Tier1 Operations Report 2010-01-13

RAL Tier1 Operations Report for 13th January 2010.

Problem on Castor 'GEN' instance with process that allocates servers to writes. This was traced to garbage added at the end of a database table. During an outage to the GEN instance on Friday (8th) this was cleaned up and the problem resolved.
BNL have had problems transferring files (for Atlas) from RAL. Traced to an interaction between the FTS (BNL are running the new version 2.2) and requests for files that are on a disk server that is draining. This is a temporary problem (until draining complete) and Brian has a manual workaround for when it occurs.
Night 11/12 January: Air conditioning failure in part of the Atlas building. However, not a significant problem for Tier1 as we have no critical equipment in areas affected.
13th Jan. At Risk on LHCB 3D and FTS while engineer fixes problem on one of two Oracle RAC nodes behind this service. (Delayed from last week owing to snow).

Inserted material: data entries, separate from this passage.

PR #2035, opened 2022-05-30
feat(quantic) pre/post install npm scripts added

mmitiche:
[SFINT-4542](https://coveord.atlassian.net/browse/SFINT-4542)
Pre-install and post-install scripts created and added to the npm scripts.

### 1- The pre-install script will do the following task:
- Check if the project where Quantic is being installed in an SFDX project. if it's the case we continue the installation otherwise we cancel it.

### 2- The post-install script will do the following task:
- Read the package directory from the `sfdx-project.json` file.
- Copy Quantic from the node_modules into the package directory.

### DIFF
--- a/packages/quantic/check-sfdx-project.js
+++ b/packages/quantic/check-sfdx-project.js
@@ -1,0 +1,24 @@
+const pathlib = require('path');
+const fs = require('fs');
+
+function getGrandParentPath(path) {
+  const directories = path.split(pathlib.sep);
+  return directories.slice(0, directories.length - 2).join(pathlib.sep);
+}
+
+function main() {
+  try {
+    const projectDirectory = getGrandParentPath(__dirname);
+    fs.accessSync(
+      pathlib.join(projectDirectory, 'sfdx-project.json'),
+      fs.constants.F_OK
+    );
+  } catch (err) {
+    console.error(
+      'Quantic can only be installed in SFDX projects, please refer to this link for more information on how to create an SFDX project: https://developer.salesforce.com/docs/atlas.en-us.sfdx_dev.meta/sfdx_dev/sfdx_dev_ws_create_new.htm'
+    );
+    process.exit(1);
+  }
+}
+
+main();
--- a/packages/quantic/package.json
+++ b/packages/quantic/package.json
@@ -31,7 +31,9 @@
     "deploy:examples": "node_modules/.bin/sfdx force:source:deploy -u LWC -p force-app/examples",
     "doc:generate": "mkdir -p docs/out; jsdoc -c jsdoc-config.json > docs/out/quantic-docs.json",
     "package:create": "node_modules/.bin/ts-node scripts/build/create-package.ts --remove-translations",
-    "package:create:publish": "node_modules/.bin/ts-node scripts/build/create-package.ts --remove-translations --promote"
+    "package:create:publish": "node_modules/.bin/ts-node scripts/build/create-package.ts --remove-translations --promote",
+    "preinstall": "node check-sfdx-project.js",
+    "postinstall": "node setup-quantic.js"
   },
   "dependencies": {
     "@coveo/headless": "1.66.3"
--- a/packages/quantic/package.json
+++ b/packages/quantic/package.json
@@ -63,5 +63,15 @@
     "ts-node": "10.7.0",
     "wait-on": "6.0.1",
     "xml2json": "0.12.0"
-  }
+  },
+  "files": [
+    "force-app/main/default/classes/*",
+    "force-app/main/default/labels/*",
+    "force-app/main/default/lwc/*",
+    "force-app/main/default/cspTrustedSites/*",
+    "force-app/main/default/staticresources/*",
+    "force-app/main/translations/*",
+    "setup-quantic.js",
+    "check-sfdx-project.js"
+  ]
 }
--- a/packages/quantic/setup-quantic.js
+++ b/packages/quantic/setup-quantic.js
@@ -1,0 +1,108 @@
+const fs = require('fs');
+const pathlib = require('path');
+
+function copyFileSync(source, target) {
+  try {
+    let targetFile = target;
+    if (fs.existsSync(target) && fs.lstatSync(target).isDirectory()) {
+      targetFile = pathlib.join(target, pathlib.basename(source));
+    }
+
+    fs.writeFileSync(targetFile, fs.readFileSync(source));
+  } catch (err) {
+    console.error(`Failed to copy file at the following path ${source}`);
+    process.exit(1);
+  }
+}
+
+function copyFolderRecursiveSync(source, target) {
+  try {
+    const targetFolder = pathlib.join(target, pathlib.basename(source));
+    if (!fs.existsSync(targetFolder)) {
+      fs.mkdirSync(targetFolder);
+    }
+
+    if (fs.lstatSync(source).isDirectory()) {
+      const files = fs.readdirSync(source);
+      files.forEach(function (file) {
+        let sourceFilePath = pathlib.join(source, file);
+        if (fs.lstatSync(sourceFilePath).isDirectory()) {
+          copyFolderRecursiveSync(sourceFilePath, targetFolder);
+        } else {
+          copyFileSync(sourceFilePath, targetFolder);
+        }
+      });
+    }
+  } catch (err) {
+    console.error(`Failed to copy folder at the following path ${source}`);
+    process.exit(1);
+  }
+}
+
+function createQuanticDirectory(path) {
+  try {
+    const quanticDirectoryPath = pathlib.join(path, 'quantic');
+    if (fs.existsSync(quanticDirectoryPath)) {
+      fs.rmdirSync(quanticDirectoryPath, {recursive: true});
+    }
+    fs.mkdirSync(quanticDirectoryPath);
+  } catch (err) {
+    console.error('Failed to create Quantic directory');
+    process.exit(1);
+  }
+}
+
+function getPackageDirectory(projectDirectory) {
+  try {
+    const sfdxProjectJson = fs.readFileSync(
+      pathlib.join(projectDirectory, 'sfdx-project.json')
+    );
+    const sfdxProjectObject = JSON.parse(sfdxProjectJson);
+    const defaultPackageDirectory =
+      sfdxProjectObject.packageDirectories.find(
+        (directory) => directory.default
+      ) || sfdxProjectObject.packageDirectories[0];
+    return defaultPackageDirectory.path;
+  } catch (err) {
+    console.error('Failed to get the default package directory.');
+    process.exit(1);
+  }
+}
+
+function getGrandParentPath(path) {
+  const directories = path.split(pathlib.sep);
+  return directories.slice(0, directories.length - 2).join(pathlib.sep);
+}
+
+function main() {
+  try {
+    const sourceDirectory = pathlib.join(
+      __dirname,
+      'force-app',
+      'main',
+      'default'
+    );
+    const translationsDirectory = pathlib.join(
+      __dirname,
+      'force-app',
+      'main',
+      'translations'
+    );
+    const projectDirectory = getGrandParentPath(__dirname);
+    const defaultPackageDirectory = getPackageDirectory(projectDirectory);
+    const defaultPackagePath = pathlib.join(
+      projectDirectory,
+      defaultPackageDirectory
+    );
+    const quanticDirectoryPath = pathlib.join(defaultPackagePath, 'quantic');
+
+    createQuanticDirectory(defaultPackagePath);
+    copyFolderRecursiveSync(sourceDirectory, quanticDirectoryPath);
+    copyFolderRecursiveSync(translationsDirectory, quanticDirectoryPath);
+  } catch (err) {
+    console.error('Failed to setup Quantic.');
+    process.exit(1);
+  }
+}
+
+main();


erocheleau:
Did you forget to include the package-lock?

packages/quantic/check-sfdx-project.js
```diff
@@ -0,0 +1,24 @@
+const pathlib = require('path');
+const fs = require('fs');
+
+function getGrandParentPath(path) {
+  const directories = path.split(pathlib.sep);
+  return directories.slice(0, directories.length - 2).join(pathlib.sep);
```
erocheleau, line 6: So this expect to be in `./node_modules/Quantic` ?

Could be a good idea to add this as a comment for future simplicity if this every breaks?

packages/quantic/setup-quantic.js
```diff
@@ -0,0 +1,108 @@
...
+      defaultPackageDirectory
+    );
+    const quanticDirectoryPath = pathlib.join(defaultPackagePath, 'quantic');
+
+    createQuanticDirectory(defaultPackagePath);
+    copyFolderRecursiveSync(sourceDirectory, quanticDirectoryPath);
+    copyFolderRecursiveSync(translationsDirectory, quanticDirectoryPath);
+  } catch (err) {
+    console.error('Failed to setup Quantic.');
+    process.exit(1);
```
erocheleau, line 104: What happens when a postinstall script fails on npm install?

packages/quantic/setup-quantic.js
```diff
@@ -0,0 +1,108 @@
...
+      'main',
+      'translations'
+    );
+    const projectDirectory = getGrandParentPath(__dirname);
+    const defaultPackageDirectory = getPackageDirectory(projectDirectory);
+    const defaultPackagePath = pathlib.join(
+      projectDirectory,
+      defaultPackageDirectory
+    );
+    const quanticDirectoryPath = pathlib.join(defaultPackagePath, 'quantic');
```
erocheleau, line 97: Should really add the "expected" values of these as comments over each line IMO so if someone has trouble with this, they can see/understand what is going wrong.

mmitiche:
> Did you forget to include the package-lock?

nope, why? are you saying this because of the build failure?  cause this is happening because apparently the post/pre install scripts run even when we do `npm install` to install the local dependencies of Quantic and we dont want that we want the scripts to be executed only when Quantic is used as an external dependency.
I need to update my scripts to make them run only when they detect that Quantic is used as a dependency.

packages/quantic/setup-quantic.js
```diff
@@ -0,0 +1,108 @@
...
+    process.exit(1);
+  }
+}
+
+function createQuanticDirectory(path) {
+  try {
+    const quanticDirectoryPath = pathlib.join(path, 'quantic');
+    if (fs.existsSync(quanticDirectoryPath)) {
+      fs.rmdirSync(quanticDirectoryPath, {recursive: true});
+    }
```
erocheleau, line 47: Should this really delete the repository that already exists?
I don't exactly know what should be done instead but let's assume there was a fuckup or something with the folder this script found/chose, deleting it might cause issues.

Is it possible perhaps to just copy/overwrite what's in the folder instead?

I'd be okay overwriting files we're supposed to control, but let's say someone has made custom quantic components and added them to this folder, this would delete them.

erocheleau (commented):
Some changes for clarity that I think would be nice

packages/quantic/setup-quantic.js
```diff
@@ -0,0 +1,108 @@
...
+      'main',
+      'default'
+    );
+    const translationsDirectory = pathlib.join(
+      __dirname,
+      'force-app',
+      'main',
+      'translations'
+    );
+    const projectDirectory = getGrandParentPath(__dirname);
```
lbergeron, line 91: Can you please share an example of the directory structure of the target working copy?
I'd like to see where each quantic directory goes in the target directory structure.

packages/quantic/setup-quantic.js
mmitiche: When the post-install  script fails all the installation is canceled and the package is automatically deleted.

packages/quantic/check-sfdx-project.js
mmitiche: yeah exactly! I'll add comments to improve this 👌

packages/quantic/setup-quantic.js
mmitiche: Good point👌 I updated this to avoid deleting anything and to just overwrite the files we're supposed to control.

packages/quantic/setup-quantic.js
mmitiche: sure!

packages/quantic/check-sfdx-project.js
```diff
@@ -0,0 +1,24 @@
...
+}
+
+function main() {
+  try {
+    const projectDirectory = getGrandParentPath(__dirname);
+    fs.accessSync(
+      pathlib.join(projectDirectory, 'sfdx-project.json'),
+      fs.constants.F_OK
+    );
+  } catch (err) {
```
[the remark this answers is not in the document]
mmitiche: Logging  error added 👌

packages/quantic/check-sfdx-project.js
```diff
@@ -0,0 +1,24 @@
+const pathlib = require('path');
+const fs = require('fs');
+
+function getGrandParentPath(path) {
```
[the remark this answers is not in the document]
mmitiche: We need to move up exactly 2 directory level because the scripts will be executed: project_name/node_modules/quantic.
So to get the project name path we take two steps up.

packages/quantic/setup-quantic.js
mmitiche: Yes sure! you can find in this repo: https://github.com/mmitiche/example-project-quantic an example sfdx project where I installed my test package containing quantic.
Notice that a quantic folder is created under the force-app directory containing all the Quantic LWCs, classes, labels, static resources, translations and csp trusted sites.

packages/quantic/check-sfdx-project.js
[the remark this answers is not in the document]
mmitiche: Apparently `path.join` doesn’t accept an array as a parameter, only strings are accepted.

nathanlb:
Could the two new scripts be in a scripts/ folder instead of the root of the package?

packages/quantic/check-sfdx-project.js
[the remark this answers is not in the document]
lbergeron: I'm concerned about moving up a fixed number of levels here. There are many tools out there that can install packages from npmjs, and I am not sure if we can assume the directory structure.

Would it be possible to try and detect the `sfdx-project.json` file in a more dynamic way? For instance, maybe we could define the "project directory" as the one that contains the `sfdx-project.json` file AND the `node_modules` directory. So if we find a directory containing the `node_modules` subdirectory, but not the `sfdx-project.json` file, then the project is not compliant.

If we go this route, we'd have to be careful not to introduce a "directory traversal" issue though.

Long story short, we should try with a few package manager tools to see how portable the current implementation is.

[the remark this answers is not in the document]
mmitiche: What do you think of having this function instead of moving up a fixed number of levels:
```
function getProjectPath() {
    return __dirname.split('/node_modules')[0];
}
```
this will satisfy the definition you mentioned of  the "project directory".
and this will address the case where for example quantic would be installed by another package. For example we would still get the correct path to the project when being in the following path:
`/home/project/node_modules/pkg1/node_modules/quantic/pre-install-script`

mmitiche:
> Could the two new scripts be in a scripts/ folder instead of the root of the package?

Sure yeah! I'll update this.

lbergeron:
There is one caveat I just though of regarding the copy of Quantic files into the working directory. This should work well when installing a published Quantic package. However, during development, `npm link` is commonly used when implementing changes in Quantic and a dependent project at the same time (e.g., to validate using a new Quantic feature in a test project). Copying the Quantic files, won't work for this use case.

We might not want to address that right now, but using symbolic links could be helpful.

packages/quantic/setup-quantic.js
```diff
@@ -0,0 +1,132 @@
...
+      // path to source directory: project_name/node_modules/@coveo/quantic/force-app/main/default
+      const sourceDirectory = pathlib.join(
+        __dirname,
+        'force-app',
+        'main',
+        'default'
+      );
+
+      // path to translations directory: project_name/node_modules/@coveo/quantic/force-app/main/translations
+      const translationsDirectory = pathlib.join(
```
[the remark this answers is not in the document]
mmitiche: Okay thanks! so including the translations in the npm package is not needed, I'll remove them then👌

packages/quantic/check-sfdx-project.js
```diff
@@ -0,0 +1,39 @@
...
+}
+
+function getProjectPath(path) {
+  const directories = path.split(pathlib.sep);
+  return directories.slice(0, directories.length - 3).join(pathlib.sep);
+}
+
+function main() {
+  try {
+    if (quanticIsDependency()) {
```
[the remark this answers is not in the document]
mmitiche: This condition is not to check if the directory structure is as expected but it's just to check if the pre/post install scripts are executed because a user installed quantic as a dependency or because of running `npm install` in the quantic repo. 
In this second case no need to execute the pre/post install scripts so we just skip them. I dont know if an `else block` is needed in this case to log something  to the user.

packages/quantic/scripts/npm/check-sfdx-project.js
```diff
@@ -0,0 +1,37 @@
+const pathlib = require('path');
+const fs = require('fs');
+
+function quanticIsDependency() {
+  const upperDirectories = __dirname.split(pathlib.sep);
+  const firstUpperDirectories = upperDirectories.slice(
+    upperDirectories.length - 5
```
nathanlb, line 7: for future readers it would be nice if you could put `5` in a constant with a descriptive name.

nathanlb (approved):
Looks good! Have you been able to test run these scripts in a mock installation process?

packages/quantic/package.json
```diff
@@ -63,5 +65,13 @@
...
-  }
+  },
+  "files": [
+    "force-app/main/default/classes/*",
+    "force-app/main/default/labels/*",
+    "force-app/main/default/lwc/*",
+    "force-app/main/default/cspTrustedSites/*",
+    "force-app/main/default/staticresources/*",
+    "scripts/npm"
+  ]
```
louis-bompart, line 76: Can you show the result of `npm pack` prior to this change and after this change ;)

packages/quantic/scripts/npm/check-sfdx-project.js
```diff
@@ -0,0 +1,37 @@
...
+  );
+  return (
+    firstUpperDirectories.join(pathlib.sep) ===
+    pathlib.join('node_modules', '@coveo', 'quantic', 'scripts', 'npm')
+  );
```
louis-bompart, line 12: I think this is a bit too complex and error prone, being based on the position of the file.

Instead, use https://nodejs.org/api/modules.html#requireresolverequest-options and trycatch the `MODULE_NOT_FOUND` error.
If the error is thrown, then return false, otherwise, after the require.resolve, return true.
Tada.

packages/quantic/scripts/npm/setup-quantic.js
```diff
@@ -0,0 +1,123 @@
+const fs = require('fs');
+const pathlib = require('path');
+
+function copyFileSync(source, target) {
+  try {
+    let targetFile = target;
+    if (fs.existsSync(target) && fs.lstatSync(target).isDirectory()) {
```
louis-bompart, line 7: Extract this condition in a function and name it, future y'all will be happy.

packages/quantic/scripts/npm/setup-quantic.js
```diff
@@ -0,0 +1,123 @@
...
+      ) || sfdxProjectObject.packageDirectories[0];
+    return defaultPackageDirectory.path;
+  } catch (err) {
+    console.error('Failed to get the default package directory.');
+    console.error(err);
+    process.exit(1);
+  }
+}
+
+function quanticIsDependency() {
```
louis-bompart, line 75: Don't Repeat Yourself. :P

Create a utils file for your scripts.

packages/quantic/scripts/npm/setup-quantic.js
```diff
@@ -0,0 +1,123 @@
...
+
+    fs.writeFileSync(targetFile, fs.readFileSync(source));
+  } catch (err) {
+    console.error(`Failed to copy file at the following path ${source}`);
+    console.error(err);
+    process.exit(1);
+  }
+}
+
+function copyFolderRecursiveSync(source, target) {
```
louis-bompart, line 19: PostInstall has access to npm dependencies. So save yourself some trouble and find a dependency that does that for you, fs-extra prolly would do the trick

packages/quantic/scripts/npm/setup-quantic.js
```diff
@@ -0,0 +1,123 @@
...
+    process.exit(1);
+  }
+}
+
+function getPackageDirectory(projectDirectory) {
+  try {
+    const sfdxProjectJson = fs.readFileSync(
+      pathlib.join(projectDirectory, 'sfdx-project.json')
+    );
+    const sfdxProjectObject = JSON.parse(sfdxProjectJson);
```
louis-bompart, line 62: IIRC you can require JSON files.

packages/quantic/scripts/npm/check-sfdx-project.js
mmitiche: Thanks! I'll try this👌

packages/quantic/scripts/npm/setup-quantic.js
mmitiche: I agree that using a dependency here would make the script much simpler 👌

packages/quantic/package.json
mmitiche: sure!
Before this change it waS basically the whole project:
QuanticPackageBefore
After:
quanticPackage

packages/quantic/scripts/npm/utils.js
```diff
@@ -0,0 +1,36 @@
...
+function quanticIsDependency() {
+  try {
+    // path to npm scripts is expected to be: project_name/node_modules/@coveo/quantic/scripts/npm
+    const upperDirectories = __dirname.split(pathlib.sep);
+    const dirCountAfterNodeModulesParent = 5;
+    const nodeModulesParent = upperDirectories.slice(
+      0,
+      -dirCountAfterNodeModulesParent
+    );
+    require.resolve(
```
lbergeron, line 12: :thinking: Experiencing an error inside the `require.resolve()` invokation would simply return `false` and make other functions just skip over the installation process silently.

We should at least log the error in the `catch` block to help troubleshooting.

lbergeron (approved):
I would add some more error logging, but it looks nice.

packages/quantic/scripts/npm/utils.js
mmitiche: Experiencing an error inside the require.resolve() invocation would mean that we are not in the case where quantic is installed as a dependency but in the case where we just did run the `npm install `command inside the Quantic repo cause doing this also triggers the pre/post install scripts. That's why I didn't log an error cause it's not really an error.
Do you think that we still need to log the error or a message in that case?

lbergeron: Well, you are assuming that the only reason this invocation would fail is if Quantic is not used as a dependency. What if the invocation fails for an unrelated reason like a permission or memory issue?

One way to do it would be to silence the expected error, and log any unexpected error.

packages/quantic/scripts/npm/utils.js
```diff
@@ -0,0 +1,36 @@
+const pathlib = require('path');
+
+function quanticIsDependency() {
```
louis-bompart, line 3: 😕 
Why not
```js
try {
  require.resolve('@coveo/quantic');
  return true;
} catch (e) {
  return false;
}
```

louis-bompart: You can then append the rest of the path to it for example `@coveo/quantic/scripts/utils.js`

This should work.
However I'd say, require the sfdx-project.json. it's location is more guaranteed because it is imposed by salesforce

mmitiche: Yes,  using ` require.resolve('@coveo/quantic/scripts/npm/utils.js')` should indeed achieve what we want 👌
The  sfdx-project.json file is not included in the package so it will not be present under @coveo/quantic thus I don't think it will do the job which is to figure out if quantic is installed as a dependency or not.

FSPROBE errors reported on gdss79 (LHCbDst) and gdss70 (LHCbMDst - D1T1). Checksums have been received from LHCb and are in the process of being compared against the files on disk. Both servers still not in service. Initial findings are showing some checksum differences which remain to be understood.
Long standing Database Disk array problem: Following the successful test of the UPS bypass last week plans are underway to migrate the databases back. This will initially be to non-UPS power. Once the UPS problems are resolved the disk arrays will be moved back to UPS power. (See advanced warning section below)
Issues with the WMSs reported over the holiday are awaiting installation of a patch. (To be installed during January).
The following items are unchanged since the last meeting:
On 31st December a recurrence of the Castor/Oracle 'BigID' problem was seen. This is under investigation.
- There is a problem within Castor Disk-to-Disk copies for LHCb from the LHCbUser Service Class. This is still under investigation.
- A mismatch between tape contents and Castor meta-data is being investigated. This dates from 2007 and has been found for CMS data. So far investigations have not found other evidence of this problem. This affects 11 tapes with a total of 983 files on those tapes.
- Configuration issue on CREAM CE (lcgce01) caused problems for Monte-Carlo production jobs for CMS. Awaiting application of the fix.

The overall approach is to try and get interventions done by the end of January and go for stable running during February up to LHC start-up.

Tuesday/Wednesday 19/20 January preceded by a farm drain. This is a two-day outage to carry out a significant amount of work, including:
- Migrating Oracle databases for Castor, LFC & FTS back to their original disk arrays.
- FSCK all disk servers, update kernels.
- Update batch engine to 64-bit (requires a farm drain), kernel updates on worker nodes.
- Various other updates to CEs, WMSs and some network reconfiguration.
Wednesday 27th January: Migrate 3D & LHCb-LFC databases back to original disk arrays.
(Date To be decided) Network intervention on Site Access and UKLight routers.

There were no scheduled outages in this period.
One unscheduled outage had to be extended (At Risk for A/C problem)
There were two entries (one an "At Risk", One an "Outage" for the Castor GEN instance problem.

Service	Scheduled?	Outage/At Risk	Start	End	Duration	Reason
lhcb-lfc, lugh	SCHEDULED	AT_RISK	13/01/2010 11:00	13/01/2010 15:00	4 hours	An engineer is coming to investigate memory errors on one (of a pair) of the Oracle RAC nodes behind this service.
ce.ngs, lcgce01, lcgce02, srm-alice, srm-dteam, srm-hone, srm-ilc, srm-mice, srm-minos, srm-t2k.	UNSCHEDULED	OUTAGE	08/01/2010 13:00	08/01/2010 15:00	2 hours	Outage during investigation of a problem on the Castor 'GEN' instance that affects the allocation of write requests to disk servers.
Tier1 site	UNSCHEDULED	AT_RISK	07/01/2010 16:16	08/01/2010 14:00	21 hours and 44 minutes	Continuing At Risk owing to ongoing problems on air conditioning system with no standby.
Castor GEN instance (srm-alice, srm-dteam, srm-hone, srm-ilc, srm-mice, srm-minos, srm-t2k,)	UNSCHEDULED	AT_RISK	07/01/2010 11:58	07/01/2010 16:00	4 hours and 2 minutes	At Risk on Castor 'GEN' instance during investigation into problem with process within Castor that allocates disk servers.
Tier1 Site	UNSCHEDULED	AT_RISK	07/01/2010 09:50	07/01/2010 16:00	6 hours and 10 minutes	At Risk declared as there are faults on one (of two) chillers and one (of two) pumps that provide the cooling. This means no standby.